My Nigerian parents came to the United States in the 1960s to pursue their higher education. The pursuit of that education took them to colleges and universities in Arkansas, Ohio (where my mother completed her Master’s degree at Ohio State), Minnesota (where my father completed his MBA and where my oldest sister was born in Mankato, an hour and a half drive from where George Floyd died) and Nebraska (where my father earned his PhD in Economics at the University of Nebraska).

Like George Floyd, my sister Nkoyen was also born in North Carolina, he in Fayetteville, and she in Greensboro, where my family moved for my father’s first teaching position upon completing his PhD at the historically black North Carolina A&T State University. As was always their plan, my parents subsequently moved back to Nigeria raise their growing family. My brother and I were born in Nigeria. Due to political instability within Nigeria in the 1980s, my parents determined the best opportunities for their children would be back in the U.S. and we moved as a family. Our first stop? George Floyd’s birthplace of Fayetteville, NC, where my father became a professor at the historically black Fayetteville State University. My first years of life in America were spent in the same place where George Floyd spent his.

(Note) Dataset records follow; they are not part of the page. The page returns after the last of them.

PR #48, opened 2023-01-16
Battery animation

KmakD:


panther_lights/src/animation/battery_animation.py
```diff
@@ -0,0 +1,74 @@
...
+        self._param = value
+        self._create_anim(value)
+
+    def _create_anim(self, battery_percent: float) -> None:
+        resolution = 100
+        # define basic HSV color
+        h = self._h_min
+        s = 1.0
+        v = 1.0
+        rgb = np.array(hsv_to_rgb(h / 360, s, v))
```
Kotochleb: This variable is unused

panther_lights/src/animation/battery_animation.py
```diff
@@ -0,0 +1,74 @@
...
+        display_iterations = battery_percent * resolution * 0.9
+
+        if percent_point < 1:
+            percent_point = 1
+            display_iterations = 0
+
+        # create binary animation
+        for i in range(resolution):
+            if i <= display_iterations:
+                anim_ind = round(i / resolution * self._num_led * 1 / 0.9)
```
Kotochleb:
```suggestion
                anim_ind = round(i / resolution * self._num_led / 0.9)
```

panther_lights/src/animation/battery_animation.py
```diff
@@ -0,0 +1,74 @@
...
+
+    def _update_frame(self) -> list:
+        return self._anim[self._anim_iteration, :].tolist()
+
+    def set_param(self, value: float) -> None:
+        self._param = value
+        self._create_anim(value)
+
+    def _create_anim(self, battery_percent: float) -> None:
+        resolution = 100
```
Kotochleb: I would move this to constructor and keep it as `self` variable

panther_lights/src/animation/battery_animation.py
```diff
@@ -0,0 +1,74 @@
...
+                elif percent_point <= anim_ind < 2 * percent_point:
+                    ind_1 = int(np.ceil(self._num_led / 2 - 2 * percent_point + int(anim_ind)))
+                    ind_2 = int(np.floor(self._num_led / 2 + 2 * percent_point - int(anim_ind) - 1))
+                    frame[ind_1] = np.uint8(rgb * 255)
+                    frame[ind_2] = np.uint8(rgb * 255)
+
+            anim[i] = frame
+
+        img = Image.fromarray(anim)
+        img = img.filter(ImageFilter.GaussianBlur(1.5))
```
Kotochleb: I would also treat it as calss variable

Kotochleb (changes requested):
All divisions resulting in float values are divided by int values. Please update that

panther_lights/src/animation/battery_animation.py
KmakD: `img` variable is only used in this scope and later converted to an array and assigned to the `self._anim`. I don't see a point in making it a class variable

panther_lights/src/animation/battery_animation.py
```diff
@@ -0,0 +1,75 @@
...
+class BatteryAnimation(Animation):
+
+    ANIMATION_NAME = 'battery_animation'
+
+    def __init__(self, *args, **kwargs) -> None:
+        super().__init__(*args, **kwargs)
+
+        self._anim = np.zeros((self._anim_len, self.num_led))
+        self._h_min = 0
+        self._h_max = 120
```
Kotochleb:
```suggestion
        self._h_min = 0.0
        self._h_max = 120.0
```

panther_lights/src/animation/battery_animation.py
Kotochleb: I mean `1.5` from gaussian filter. Sorry for not being precise

KmakD: Ok, that make more sense

Kotochleb (approved):

PR #62, opened 2023-02-13
Handle battery status

KmakD:


panther_lights/src/scheduler_node.py
```diff
@@ -64,12 +65,15 @@ def __init__(self, name) -> None:
...
+        rospy.loginfo(f'[{rospy.get_name()}] Node started')
 
     def _scheduler_timer_cb(self, *args) -> None:
 
         # call animation service only when e_stop state changes
-        if self._led_e_stop_state != self._e_stop_state and not self._charger_connected:
+        if (
+            self._led_e_stop_state != self._e_stop_state
+            and not self._battery_status in self._charger_connected_states
+        ):
```
Kotochleb, line 76: Since e-stop is latched, message detecting state change I think can be handled easier.

Kotochleb (changes requested):

panther_lights/src/scheduler_node.py
KmakD: When this would be handled in topic callback, If calling service fails, then it won't retry. May cause displaying wrong animation.

Kotochleb (approved):

PR #73, opened 2023-03-07
Ros1 low pass gpio filter

Kotochleb:


panther_power_control/src/power_board_node.py
```diff
@@ -123,16 +127,16 @@ def __init__(self, name: str) -> None:
         #   Timers
         # -------------------------------
 
-        # 2 Hz publish non asynch pin state
-        self._charger_state_timer = rospy.Timer(rospy.Duration(0.5), self._publish_pin_state_cb)
+        # 5 Hz publish non asynch pin state
+        self._charger_state_timer = rospy.Timer(rospy.Duration(0.2), self._publish_pin_state_cb)
```
KmakD:
```suggestion
        self._pub_pin_state_timer = rospy.Timer(rospy.Duration(0.2), self._publish_pin_state_cb)
```
This is a bit misleading as timer does not apply to charger state only

KmakD (changes requested):

KmakD (approved):

PR #77, opened 2023-03-10
Can error check

pkowalsk1:


panther_driver/src/driver_node.py
```diff
@@ -407,15 +409,15 @@ def _publish_odom_cb(self) -> None:
     def _trigger_panther_estop(self) -> bool:
         try:
             response = self._estop_trigger()
-            rospy.logwarn(f'[{rospy.get_name()}] Trying to trigger Panther e-stop... Response: {response.success}')
+            rospy.logwarn_throttle(2.0, f'[{rospy.get_name()}] Trying to trigger Panther e-stop... Response: {response.success}')
 
             if not response.success:
-                return True
-
+                return False
```
Kotochleb: Eeeeeeem...
``` python
return response.success
```
Isn't it the same...?

panther_driver/src/driver_node.py
```diff
@@ -407,15 +409,15 @@ def _publish_odom_cb(self) -> None:
...
+        
         except rospy.ServiceException as e:
             rospy.logerr(f'[{rospy.get_name()}] Can\'t trigger Panther e-stop... \n{e}')
```
Kotochleb, line 416: Also this place does not return anything. If we catch exception being an error we return true

Kotochleb (changes requested):

Kotochleb (approved):

PR #100, opened 2023-03-27
BT manager node draft

KmakD:
README was not updated as it is very likely information written at this point would change before the final merge.


panther_manager_bt/package.xml
```diff
@@ -1,7 +1,7 @@
 <?xml version="1.0"?>
 <package format="3">
-  <name>panther_manager</name>
-  <version>1.0.0</version>
+  <name>panther_manager_bt</name>
```
Kotochleb: Can't we keep the name `panther_manager` and call the node `panther_manager_bt`?

panther/panther.repos
```diff
@@ -6,4 +6,8 @@ repositories:
   ros_components_description:
     type: git
     url: https://github.com/husarion/ros_components_description.git
-    version: ros1
\ No newline at end of file
+    version: ros1
+  BehaviorTree.CPP:
+    type: git
+    url: https://github.com/BehaviorTree/BehaviorTree.CPP.git
+    version: d7073b8
```
Kotochleb:
```suggestion
    version:  4.1.0 
```
Fixing to tag would be better I think

panther_manager_bt/src/manager_node.cpp
```diff
@@ -0,0 +1,104 @@
...
+  }
+
+  factory_.registerBehaviorTreeFromFile(xml_filename_);
+
+  setup_behavior_tree(nh, lights_tree_, lights_config_, "Lights");
+  setup_behavior_tree(nh, safety_tree_, safety_config_, "Safety");
+  setup_behavior_tree(nh, shutdown_tree_, shutdown_config_, "Shutdown");
+
+  e_stop_sub_ = nh->subscribe("hardware/e_stop", 10, &ManagerNode::e_stop_cb, this);
+  io_state_sub_ = nh->subscribe("hardware/io_state", 10, &ManagerNode::io_state_cb, this);
```
Kotochleb:
```suggestion
  e_stop_sub_ = nh->subscribe("hardware/e_stop", 2, &ManagerNode::e_stop_cb, this);
  io_state_sub_ = nh->subscribe("hardware/io_state", 2, &ManagerNode::io_state_cb, this);
```
Queues can be much smaller due to the nature of those topics

Kotochleb (changes requested):
Use shared pointer for the node handle

Kotochleb (approved):

PR #101, opened 2023-03-31
ROS 1 manager bt add basic plugins

KmakD:


panther_manager/config/manager_bt_config.yaml
```diff
@@ -0,0 +1,4 @@
+plugin_libs:
```
Kotochleb, line 1:
```suggestion
bt_plugin_libs:
```
Wouldn't it look better?

Kotochleb (approved):

PR #103, opened 2023-04-06
Bat-current-check

pkowalsk1:


Kotochleb (changes requested):
This way it is absolutely  wrong. This logic should be encapsulated in the battery node, not in the power control

PR #104, opened 2023-04-12
Ros1 manager bt create basic trees

KmakD:


panther_manager/README.md
```diff
@@ -4,9 +4,9 @@ A package containing nodes responsible for high-level control of Husarion Panthe
 
 ## ROS Nodes
 
-### manager_node.py
+### manager_bt_node.cpp
```
Kotochleb: I would name this after executable, not file. `.py` is an executable, but in this case I would leave it without cpp

panther_manager/config/PantherManagerBT.xml
```diff
@@ -1,34 +1,128 @@
...
-        <CallTriggerService service_name="hardware/e_stop_trigger"
-                            timeout="100"
-                            _skipIf="e_stop_state"/>
-        <CallSetLedAnimationService id="0"
-                                    param=""
-                                    repeating="false"
-                                    service_name="lights/controller/set/animation"
-                                    timeout="100"
-                                    _skipIf="!e_stop_state"/>
+        <Sequence _skipIf="battery_status != 1 &amp;&amp; battery_status != 4">
```
Kotochleb: Battery statuses can be stored as constants in blackboard as "BATTERY_CHARGING", etc, with code similar to:
``` c++
std::map<std::string, std::any> cosntsnts_bb = {
  {"BATTERY_STATE_ANIM_ID", panther_msgs::LEDAnimation::BATTERY_STATE},
};
```

panther_manager/config/PantherManagerBT.xml
```diff
@@ -1,34 +1,128 @@
...
+          <Script name="Charging"
+                  code="anim_id := 9; param := battery_percent_round"/>
```
Kotochleb: I would also create symbolic constants in blackboard for animations

panther_manager/include/panther_manager/manager_bt_node.hpp
```diff
@@ -9,30 +10,41 @@
...
+  ManagerNode(std::shared_ptr<ros::NodeHandle> nh, std::shared_ptr<ros::NodeHandle> pnh);
   ~ManagerNode() {}
 
 private:
+  float battery_percent_;
+  float update_charging_anim_step_;
+  float shutdown_timeout_;
   std::string node_name_;
-  std::string xml_filename_;
+  std::optional<unsigned> battery_status_;
```
Kotochleb, line 36:
```suggestion
  std::optional<std::uint8_t> battery_status_;
```
The message field is not purely unsigned

panther_manager/include/panther_manager/manager_bt_node.hpp
```diff
@@ -9,30 +10,41 @@
...
 
+  ros::Subscriber battery_sub_;
+  ros::Subscriber driver_state_sub_;
   ros::Subscriber e_stop_sub_;
   ros::Subscriber io_state_sub_;
+  ros::Subscriber system_status_sub_;
   ros::Timer lights_tree_timer_;
   ros::Timer safety_tree_timer_;
   std::shared_ptr<ros::NodeHandle> nh_;
+  std::shared_ptr<ros::NodeHandle> pnh_;
```
Kotochleb:
```suggestion
  std::shared_ptr<ros::NodeHandle> ph_;
```
We discussed this already

panther_manager/include/panther_manager/manager_bt_node.hpp
```diff
@@ -1,6 +1,7 @@
 #ifndef PANTHER_MANAGER_MANAGER_NODE_HPP_
 #define PANTHER_MANAGER_MANAGER_NODE_HPP_
 
+#include <any>
 #include <behaviortree_cpp/bt_factory.h>
```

My family ultimately moved to and settled down in one of the most historic places in American history, Yorktown, Virginia, best known as the site where General Charles Cornwallis surrendered to General George Washington (he and I coincidentally share the same birthday of February 22nd), effectively ending the American Revolutionary War. Yorktown is also just about a 30-minute drive from where 401 years ago this August, in 1619, the first enslaved Africans arrived at Point Comfort in modern day Fort Monroe in Hampton, Virginia, aboard the English privateer ship the White Lion. My father spent the rest of his academic career as a professor of finance and economics at historically black Hampton University.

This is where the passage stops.